Anthocyanins are the chemical components that give the intense color to many fruits and vegetables, such as blueberries, red cabbages and purple sweet potatoes. Extensive studies have indicated that anthocyanins have strong antioxidant activities. To investigate the mechanism of anthocyanidins as an anticancer food source, six kinds of anthocyanidins representing the aglycons of most anthocyanins, were used to examine their effects on tumor promotion in mouse JB6 cells, a validated model for screening cancer chemopreventive agents and elucidating the molecular mechanisms.
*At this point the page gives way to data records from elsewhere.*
PR #845, opened 2018-10-03
Browse to mongo shell

### LINKED ISSUE #844: We should improve the experience around the mongo.shell.path setting
1) Use file open dialog instead of textbox when asking
2) Auto-fix if directory specified

StephenWeatherford:
Fixes #844

### DIFF
--- a/src/mongo/tree/MongoDatabaseTreeItem.ts
+++ b/src/mongo/tree/MongoDatabaseTreeItem.ts
@@ -3,8 +3,11 @@
  *  Licensed under the MIT License. See License.txt in the project root for license information.
  *--------------------------------------------------------------------------------------------*/
 
+import * as fse from 'fs-extra';
 import { Collection, Db } from 'mongodb';
+import opn = require('opn');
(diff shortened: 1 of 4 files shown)


src/mongo/tree/MongoDatabaseTreeItem.ts
```diff
@@ -130,28 +137,73 @@ export class MongoDatabaseTreeItem implements IAzureParentTreeItem {
...
+				}
+
+				throw new UserCancelledError();
+			}
+		} else {
+			// User has specified the path or command.  Sometimes they set the folder instead of a path to the file, let's check that and auto fix
+			if (await fse.pathExists(shellPathSetting)) {
+				let stat = await fse.stat(shellPathSetting);
+				if (stat.isDirectory()) {
+					this._cachedShellPathOrCmd = path.join(shellPathSetting, mongoExecutableFileName);
```
PrashanthCorp: Wouldn't we want to give the user a heads-up that we're fixing a setting?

Of the six anthocyanins tested, only those with an ortho-dihydroxyphenyl structure on the B-ring suppressed 12- O -tetradecanoylphorbol-13-acetate (TPA)-induced cell transformation and activator protein-1 transactivation, suggesting that the ortho-dihydroxyphenyl may contribute to the inhibitory action. Delphinidin, but not peonidin, blocked the phosphorylation of protein kinases in the extracellular signal-regulated protein kinase (ERK) pathway at early times and the c-Jun N-terminal kinase (JNK) signaling pathway at later times. p38 kinase was not inhibited by delphinidin. Furthermore, two mitogen-activated protein kinase (MAPK) specific inhibitors (SP600125 for JNK and UO126 for ERK) could specifically block the activation of JNK and ERK and cell transformation. Those results demonstrate that anthocyanidins contribute to the inhibition of tumorigenesis by blocking activation of the MAPK pathway. These findings provide the first molecular basis for the anticarcinogenic action of anthocyanidins.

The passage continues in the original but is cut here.